Es un error frecuente. La aversión por los números produce una profunda ignorancia sobre lo que nos pueden brindar en la comprensión de los fenómenos sociales. En tiempos del “Big Data” o el “Data Minning”, estamos invadidos por información y números que, en sí mismos, no dicen nada. Por ejemplo: 1789 y 1816. Podemos restar el menor al mayor (27), sumar todos uno por uno (41) y realizar todo tipo de operaciones algebraicas sin que tengan demasiado sentido. Ahora bien, si identificamos que el primero pertenece al año de la Revolución Francesa y el segundo a la independencia en la Argentina, el asunto empieza a tomar otro color, pero no es suficiente.

El significado de ambas fechas no se agota en la memorización de cuándo ocurrió, sino que se extiende a entender su significado.
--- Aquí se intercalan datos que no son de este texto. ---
PR #1073, opened 2022-03-24
Fix links to make relative to page

johnbwork:
Current links to pull requests, not to actual .md files.

### DIFF
--- a/enhancements/network/dpu/smart-nic-ovn-offload.md
+++ b/enhancements/network/dpu/smart-nic-ovn-offload.md
@@ -31,7 +31,7 @@ status: implementable
 
 ## Summary
 
-See [DPU Support in OCP (Overview)](https://github.com/openshift/enhancements/pull/738). This document describes the
+See [DPU Support in OCP (Overview)](.enhancements/network/dpu/ocp-on-dpu.md). This document describes the
 OCP modification in Tenant cluster in details.
 
 ## Terminology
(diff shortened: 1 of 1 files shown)


enhancements/network/dpu/smart-nic-ovn-offload.md
```diff
@@ -31,7 +31,7 @@ status: implementable
 
 ## Summary
 
-See [DPU Support in OCP (Overview)](https://github.com/openshift/enhancements/pull/738). This document describes the
+See [DPU Support in OCP (Overview)](.enhancements/network/dpu/ocp-on-dpu.md). This document describes the
```
dhellmann, line 34: Do those links work with the `.` at the front? Should that be `./` or even `/`?

dhellmann: In [at least one place](https://github.com/openshift/enhancements/blob/master/enhancements/baremetal/an-slo-for-baremetal.md?plain=1#L282) we use a full URL to link to another doc but that feels excessive. In [this other case](https://github.com/openshift/enhancements/blob/master/enhancements/builds/disable-jenkins-pipeline.md?plain=1#L211), a relative path is used. And [over here](https://github.com/openshift/enhancements/blob/master/enhancements/builds/volume-mounted-resources.md?plain=1#L68), `/enhancements/...` is used.

danwinship: That stackoverflow answer is only talking about exactly `"."` vs `"./"`. You always need the slash if you are forming a full path.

Las empresas, en su mayoría conducidas por ingenieros, contadores o administradores, se apegan al idioma que comprenden. Cuando surgen otras cuestiones que no pueden trasladarse a números puros y se convierten en datos, se empieza a complicar. Por esto mismo es necesario tender otro puente entre los que manejan datos y los que manejan números, entendiendo que los primeros no tienen el mismo grado de certeza como para desviarse 35 centímetros en una distancia de 35 kilómetros.
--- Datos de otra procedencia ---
PR #1076, opened 2022-03-29
Add on-prem internal loadbalancer ports to host port registry

cybertron:
The internal loadbalancer has been using a few ports since it was
first implemented. These need to be reflected in the registry.

### DIFF
--- a/dev-guide/host-port-registry.md
+++ b/dev-guide/host-port-registry.md
@@ -9,7 +9,7 @@ reviewers:
 approvers:
   - "@russelb"
 creation-date: 2020-08-26
-last-updated: 2022-01-06
+last-updated: 2022-05-09
 status: informational
 ---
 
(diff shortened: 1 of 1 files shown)


cybertron:
/hold

When I went to add our ports I discovered we were conflicting with the kubernetes node port range. I have patches up to fix that, but until they go in these ports are not accurate.

https://github.com/openshift/baremetal-runtimecfg/pull/175
https://github.com/openshift/machine-config-operator/pull/3044

cybertron:
/hold cancel

I'm not sure it makes that much difference what order these patches merge in, just as long as they all eventually make it in.

cgwalters:
> I'm not sure it makes that much difference what order these patches merge in, just as long as they all eventually make it in.

Definitely.  We're Kubernetes!  Eventual consistency!

cybertron:
/remove-lifecycle stale

We still need this.

dhellmann:
/approve

@cybertron maybe you can get someone else on the network team to lgtm?

dev-guide/host-port-registry.md
```diff
@@ -142,6 +144,7 @@ Ports are assumed to be used on all nodes in all clusters unless otherwise speci
 | 10302 | various CSI drivers | storage | 4.7 | healthz |
 | 10303 | various CSI drivers | storage | 4.9 | healthz |
 | 11443 | kube-scheduler | workloads || recovery-controller |
+| 20000  | haproxy | sdn | 4.7 | on-prem internal loadbalancer, stats port |
```
danwinship, line 147: while I guess you _can_ use that port, for the others we tried to keep the convention that the localhost-only port was 20000 more than the externally-accessible port...

cybertron: That works for me, I wasn't aware of the convention before now. I've updated this and the runtimecfg patch accordingly.

PR #1078, opened 2022-03-31
Add operator name and component labels

sradco:
Added 2 recommended labels for operators alerts.
`kubernetes_operator_part_of` - Name of the operator the alert was fire fired from.
`kubernetes_operator_component` - Name of the component/sub operator  the alert was fire fired from.

Signed-off-by: Shirly Radco <sradco@redhat.com>

### DIFF
--- a/enhancements/monitoring/alerting-consistency.md
+++ b/enhancements/monitoring/alerting-consistency.md
@@ -123,6 +123,10 @@ these alerts if they are not actionable.
   * Runbook style documentation for resolving critical alerts is required.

Por el contrario, una mala interpretación puede producir desvíos enormes y profundos, donde la dotación (entiéndase, la gente) va por un lado y la dirigencia por otro, muy diferente. Tal vez, en sentido contrario.

El asunto nos envuelve de la misma manera respecto de la información que disponemos. Es tan enorme que la cualidad esencial ya no es la misma que las de comienzo del siglo XX. De aquí que Umberto Eco (el extraordinario filólogo, novelista y filósofo), señalara que “Internet proporciona un repertorio extraordinario de información pero no los filtros para seleccionarla, y la educación no consiste solo en transmitir información, sino enseñar los criterios para su selección (De la estupidez a la locura)”.
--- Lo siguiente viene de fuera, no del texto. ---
PR #427, opened 2023-11-29
feat: extend end-to-end test workflows

madeline-k:
This PR extends the current end-to-end tests to add some additional capabilities. See the [workflow diagram](https://github.com/cdklabs/cdk-from-cfn/blob/8f702cebfdf6a9b75d965bbeaeb96ec63122f975/tests/end-to-end/README.md#workflow-design-what-happens-when-you-run-the-tests) for the full flow. The high-level steps for each end-to-end test are:
1. Create a Cloudformation Stack from the input CFN template
2. Run cdk-from-cfn to synthesize a cdk stack definition in any target language from the input CFN template
3. Create a working CDK App with the cdk stack definition
4. Run CDK synth on the CDK App
5. Verify the output of CDK synth has not changed, and store the diff from the original template in a file for review.

### Notes for reviewers:
- I moved some logic out of the test_case macro and into functions to make it easier to work with, because auto-complete does not work inside macros. The macro is still necessary to avoid having to write a test module for each end-to-end test and a test fn for each language. https://github.com/rust-lang/rust-analyzer/issues/12524
- Using environment variables instead of cli flags to configure the end to end test workflow, because passing cli args through to your test functions is not supported by Rust's libtest. (We could do this with a custom test binary implementation as a future improvement.)
- I am keeping the generated CDK stack code in the "snapshots", because this has been very helpful for reviewing changes to the code-gen. With this update, manual review of the generated CDK code is no longer always necessary to verify that the generated code works, because the end-to-end tests now actually run `cdk synth` on them. The manual review is especially helpful for reviewing style, format, etc. of the generated code.
- CDK Synth is being skipped for some tests for a few reasons
  - simple::golang
    <details>
    <summary>produces code that has errors during cdk synth (expand to see errors)</summary>
    
    ```
    ./stack.go:100:2: isUs declared and not used
    ./stack.go:100:71: not enough arguments in call to cdk.Fn_Split
        have (*string, *string)
        want (*string, *string, *float64)
    ./stack.go:129:27: undefined: LoggingConfiguration
    ./stack.go:132:27: undefined: WebsiteConfiguration
    ./stack.go:133:29: undefined: RedirectAllRequestsTo
    ./stack.go:143:21: cannot use table[jsii.String("Values")][jsii.String("String")] (map index expression of type interface{}) as *string value in argument to cdk.Fn_Base64: need type assertion
    ```
    
    </details>
  
  - config::golang
      <details>
    <summary>produces code that has errors during cdk synth (expand to see errors)</summary>
        
        ```
        ./stack.go:86:18: undefined: Policy
        ./stack.go:87:6: undefined: Policy
        ./stack.go:131:18: undefined: Policy
        ./stack.go:132:6: undefined: Policy
        ./stack.go:201:39: undefined: ConfigSnapshotDeliveryProperties
        ./stack.go:213:11: undefined: Code
        ./stack.go:271:21: undefined: RecordingGroup
        ./stack.go:285:12: undefined: Scope
        ./stack.go:291:13: undefined: Source
        ./stack.go:293:24: undefined: SourceDetail
        ./stack.go:293:24: too many errors
        ```
        </details>
  - documentdb::golang
      <details>
    <summary>produces code that has errors during cdk synth (expand to see errors)</summary>
       
      ```
      ./stack.go:5:2: "github.com/aws/aws-cdk-go/awscdk/v2/awsdocdb" imported as docdb and not used
      ./stack.go:40:15: undefined: doc_db
      ./stack.go:43:4: undefined: doc_db
      ./stack.go:51:2: undefined: doc_db
      ./stack.go:54:4: undefined: doc_db
      ```
      
      </details>
  
  - resource_w_json_type_properties::golang
      <details>
    <summary>produces code that has errors during cdk synth (expand to see errors)</summary>
      
      ```
      ./stack.go:44:18: undefined: Policy
      ./stack.go:45:6: undefined: Policy
      ```
      
      </details>
  
  - config::java, resource_w_json_type_properties::java  
    These tests do not fail CDK synth, but CDK synth produces templates with a non-deterministic order. This makes the tests validation of the produced template fail. We need to make the validation mechanism for these tests more sophisticated so that it can recognize equivalent templates, even when the json objects and properties are not necessarily in the same order.
  - sam_nodejs_lambda and sam_nodejs_lambda_arr_transform
     These are new tests since I've been finalizing this PR. They still need to be run with `cdk synth` to see if it works or not.

### Future improvements to the end-to-end tests
https://github.com/cdklabs/cdk-from-cfn/issues/506
https://github.com/cdklabs/cdk-from-cfn/issues/507
https://github.com/cdklabs/cdk-from-cfn/issues/508
https://github.com/cdklabs/cdk-from-cfn/issues/509
https://github.com/cdklabs/cdk-from-cfn/issues/510 
https://github.com/cdklabs/cdk-from-cfn/issues/511


tests/end-to-end.rs
```diff
@@ -22,86 +41,366 @@ macro_rules! test_case {
...
+            trailing: Some("}),".into()),
+            trailing_newline: true,
+        });
+        app_props.line("generateBootstrapVersionRule: false,");
+        code.line(format!("new {}(app, \"Stack\");", cdk_stack_classname));
+        code.line("app.synth();");
+        code.write(&mut file).unwrap();
+    } else {
+        // Fail the test to prevent tests without snapshots from succeeding in CI/CD
+        panic!("CDK App file not found at {}. If you are developing a new test, set UPDATE_SNAPSHOTS=true in your environment variables and the test will create a default app file.", cdk_app_filename);
```
comcalvi, line 292: This will make the test fail with a diff between a default app and whatever was synthesized. Would it be preferable to fail with a diff between an empty file and the code that was synthesized?

tests/end-to-end.rs
```diff
@@ -22,86 +41,366 @@ macro_rules! test_case {
...
+                &language_boilerplate_dir,
+                &test_working_dir,
+                &expected_outputs_dir,
+                &mut snapshots_zip,
+            );
+
+            diff_original_template_with_new_templates(stringify!($name), &test_working_dir);
+
+            // update snapshots
+            update_snapshots(
```
comcalvi, line 121: options type for this? If it's only ever called in one place this is fine, but if we have to call it more than once the options type would make this easier

tests/end-to-end.rs
```diff
@@ -22,86 +41,366 @@ macro_rules! test_case {
...
+    )
+    .unwrap();
+
+    // Template and diff files
+    let walkdir = WalkDir::new(test_working_dir);
+    for entry in walkdir.into_iter().map(|e| e.unwrap()) {
+        let filename = entry.file_name().to_str().unwrap();
+        if entry.path().to_str().unwrap().contains("node_modules") {
+            continue;
+        }
```
comcalvi, line 390: Our snaps can be non-JS/TS, right? We should also exclude any folders created by other languages for dependencies

tests/end-to-end/simple/typescript/Stack.diff
```diff
@@ -0,0 +1,276 @@
+diff --git a/./tests/end-to-end/simple/template.json b/tests/end-to-end/simple-typescript-working-dir/cdk.out/Stack.template.json
```
comcalvi, line 1: leftover?

comcalvi (commented):
Looks really good! I have mostly minor comments

tests/end-to-end.rs
```diff
@@ -22,86 +41,366 @@ macro_rules! test_case {
...
+    let id = resp.stack_id.unwrap_or_default();
+    print!("Stack {id} create in progress...");
+    std::io::stdout().flush().unwrap();
+
+    let mut status = check_stack_status(&id, &client).await.unwrap();
+
+    while let StackStatus::CreateInProgress = status {
+        print!(".");
+        std::io::stdout().flush().unwrap();
+        tokio::time::sleep(std::time::Duration::new(2, 0)).await;
```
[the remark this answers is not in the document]
madeline-k: This just prints a new dot every 2 seconds. Most stacks will not be done in 2 seconds. I can increase this interval if you'd like though.

tests/end-to-end.rs
```diff
@@ -22,86 +41,366 @@ macro_rules! test_case {
...
+        .create_stack()
+        .stack_name(stack_name)
+        .template_body(template)
+        .on_failure(OnFailure::Delete)
+        .send()
+        .await
+        .unwrap();
+    let id = resp.stack_id.unwrap_or_default();
+    print!("Stack {id} create in progress...");
+    std::io::stdout().flush().unwrap();
```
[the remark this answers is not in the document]
madeline-k: the unwrap() will make the test crash if the flush fails. Without unwrap, we would have to manually handle the result and check if there was an error.

tests/end-to-end.rs
```diff
@@ -22,86 +41,366 @@ macro_rules! test_case {
...
+            let test_working_dir = format!(
+                "tests/end-to-end/{}-{}-working-dir",
+                stringify!($name),
+                stringify!($lang)
+            );
+            let language_boilerplate_dir = format!(
+                "tests/end-to-end/app-boilerplate-files/{}",
+                stringify!($lang)
+            );
+            synth_cdk_app(
```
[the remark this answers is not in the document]
madeline-k: I am considering a couple refactors for this with @MrArnoldPalmer as well. Will take this one into consideration.

tests/end-to-end.rs
```diff
@@ -22,86 +41,366 @@ macro_rules! test_case {
...
+    }
+}
+
+async fn check_stack_status(id: &str, client: &Client) -> Result<StackStatus, Error> {
+    println!("Checking stack status: {}", id);
+    let resp = client.describe_stacks().stack_name(id).send().await?;
+    if let Some(stacks) = resp.stacks {
+        if let Some(stack) = stacks.first() {
+            if let Some(status) = &stack.stack_status {
+                return Ok(status.clone());
```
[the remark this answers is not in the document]
madeline-k: This function owns the memory for `status`. In order to return it from the function, I need to make a copy. I am still pretty new to Rust, so let me know if there is a better approach for that!

tests/end-to-end.rs
```diff
@@ -22,86 +41,366 @@ macro_rules! test_case {
...
+    let app_dst_path = PathBuf::from(env!("CARGO_MANIFEST_DIR"))
+        .join(test_working_dir)
+        .join(cdk_app_filename);
+    println!("DEBUG: app_dst_path: {:?}", app_dst_path);
+    if let Ok(mut cdk_app_file) = snapshots_zip.by_name(&cdk_app_file_path) {
+        let mut contents = Vec::<u8>::new();
+        cdk_app_file.read_to_end(&mut contents).unwrap();
+        println!("An app file already exists. Copying it to: {:?}", app_dst_path);
+        let mut file = File::create(app_dst_path).unwrap();
+        file.write_all(contents.as_bytes()).unwrap();
```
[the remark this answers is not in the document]
madeline-k: yes exactly. We don't want to proceed with the test if any of these file system operations fail.

tests/end-to-end.rs
```diff
@@ -22,86 +41,366 @@ macro_rules! test_case {
...
+    } else if std::env::var_os("UPDATE_SNAPSHOTS").is_some() {
+        // If it does not already exist, create new app file
+        println!("UPDATE_SNAPSHOTS=true, and there is no existing app file, creating default one at {}...", app_dst_path.to_str().unwrap());
+        let mut file = File::create(app_dst_path).unwrap();
+        let code: CodeBuffer = CodeBuffer::default();
+        // Recommend to manually instantiate a stack for each combination of parameters/conditionals that should be tested
+        code.line("// auto-generated! a human should update this!");
+        code.line("import * as cdk from \"aws-cdk-lib\";");
+        code.line(format!(
+            "import {{ {} }} from \"./stack\";",
```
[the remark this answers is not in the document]
madeline-k: It's inside a `format!` macro. To actually render a `{` you have to escape it like this: `{{`. the single `{}` is for inserting a value into the string.

tests/end-to-end.rs
```diff
@@ -22,86 +41,366 @@ macro_rules! test_case {
...
+            trailing: Some("});".into()),
+            trailing_newline: true,
+        });
+        let app_props = app.indent_with_options(IndentOptions {
+            indent: INDENT,
+            leading: Some("defaultStackSynthesizer: new cdk.DefaultStackSynthesizer({".into()),
+            trailing: Some("}),".into()),
+            trailing_newline: true,
+        });
+        app_props.line("generateBootstrapVersionRule: false,");
```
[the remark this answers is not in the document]
madeline-k: to minimize the boilerplate stuff that will add to the diff between the original template, and the template generated by the CDK stack generated by cdk-from-cfn.

tests/end-to-end.rs
madeline-k: The `App.ts` file is not part of the snapshot diffing stuff. It is just there so that we have a complete app to synth. And so we can test all combinations of parameters to the stack. 

I don't really understand your question. Can you clarify?

tests/end-to-end.rs
madeline-k: yes, that is coming very soon!

tests/end-to-end.rs
comcalvi: ah I thought this was part of the snapshot diff, as in the base expected template. I'm not really sure why we need this to have a complete app to synth, could you elaborate a bit on why we need empty CDK apps on disk?

tests/end-to-end.rs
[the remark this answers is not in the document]
comcalvi: ahh I see. No need to increase this interval, this is fine

tests/end-to-end.rs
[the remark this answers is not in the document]
comcalvi: I don't really like this pattern in rust, but I think this is how the language wants us to do this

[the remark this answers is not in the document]
MrArnoldPalmer: I'd recommend using `.expect` over `.unwrap` wherever possible to make panics on `Err`s more explicit. It allows you to add some custom messaging as well.

src/synthesizer/golang/mod.rs
madeline-k, line 1: The changes in this file are replicated in https://github.com/cdklabs/cdk-from-cfn/pull/452 When that PR is merged, these will be removed from this one.

tests/end-to-end/README.md
```diff
@@ -0,0 +1,25 @@
+How to add a new test
+
+
+1. Create a folder under end-to-end with the name of your new test
+
+
+fail with error and tell developer to turn on
```
comcalvi, line 7: missing number 2 here?

tests/end-to-end.rs
```diff
@@ -1,107 +1,735 @@
...
+        if self.skip_cdk_synth {
+            self.update_cdk_stack_def_snapshot(&cdk_stack_definition);
+        } else {
+            self.synth_cdk_app(&cdk_stack_definition);
+
+            self.diff_original_template_with_new_templates();
+
+            self.check_new_templates_and_diffs_match_expected();
+
+            self.update_snapshots(&cdk_stack_definition);
```
comcalvi, line 176: check_new_templates... and update_snapshots both exit immediately depending on the value `UPDATE_SNAPSHOTS`. Do we need the early return within those functions or can we pull those checks and never call them to begin with? It would make the control flow a bit easier to follow.

build.rs
```diff
@@ -206,3 +214,50 @@ impl PropertyRule {
...
+        let path = entry.path();
+        let name = path
+            .strip_prefix(Path::new(src_dir))
+            .expect(&format!("{src_dir} should be a prefix of {:?}", path))
+            .to_str()
+            .expect("failed to convert filename to string");
+
+        for d in do_not_zip {
+            if name.contains(d) {
+                continue 'dir_entries;
```
comcalvi, line 242: do we need this label?

comcalvi (commented):
nothing but minor comments, this looks really solid!

build.rs
madeline-k: yes, because at this point I want to continue on the outer loop, not this inner one.

tests/end-to-end.rs
madeline-k: yes, I will make that change if it's easier to read that way!

tests/end-to-end/README.md
madeline-k: ah yes I will update this, thanks!

comcalvi (dismissed):

tests/end-to-end/README.md
```diff
@@ -0,0 +1,582 @@
...
+      CloudFormation template
+        - `tests/end-to-end/mytest/<language>/Stack.diff`
+            - The name of this file will match the template file, and may vary
+              if you edited the app file to give the stack a different name.
+            - If this file does not exist, that means the new stack is identical
+              to the original stack. Hooray! You do not need to manually review
+              to see if the changes are acceptable.
+    
+    Note: This diff mechanism should be improved so that this manual review is
+    either not necessary, or to make it easier. See [issue](TODO add link).
```
TheRealAmazonKendra, line 239: Missing link here

TheRealAmazonKendra (changes requested):

issues.md
```diff
@@ -0,0 +1,8 @@
+End-to-end tests: Use a more advanced mechanism to compare CloudFormation templates
```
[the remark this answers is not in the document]
madeline-k: oh thanks for catching, this was just personal notes for me. I've created all the actual issues, and linked them from the PR description.

TheRealAmazonKendra (approved):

Este enfoque debería cambiar radicalmente los procesos de capacitación y selección. Un talento pasaría a ser aquel que relaciona conceptos extraídos de datos –es decir, que piensa, reflexiona– en vez de lucir una acumulación de títulos en donde fue expuesto a una memorización de contenidos que puede reemplazarse por Google o Wikipedia. Naturalmente, es un cambio de paradigma que, a su vez, hay que comprender.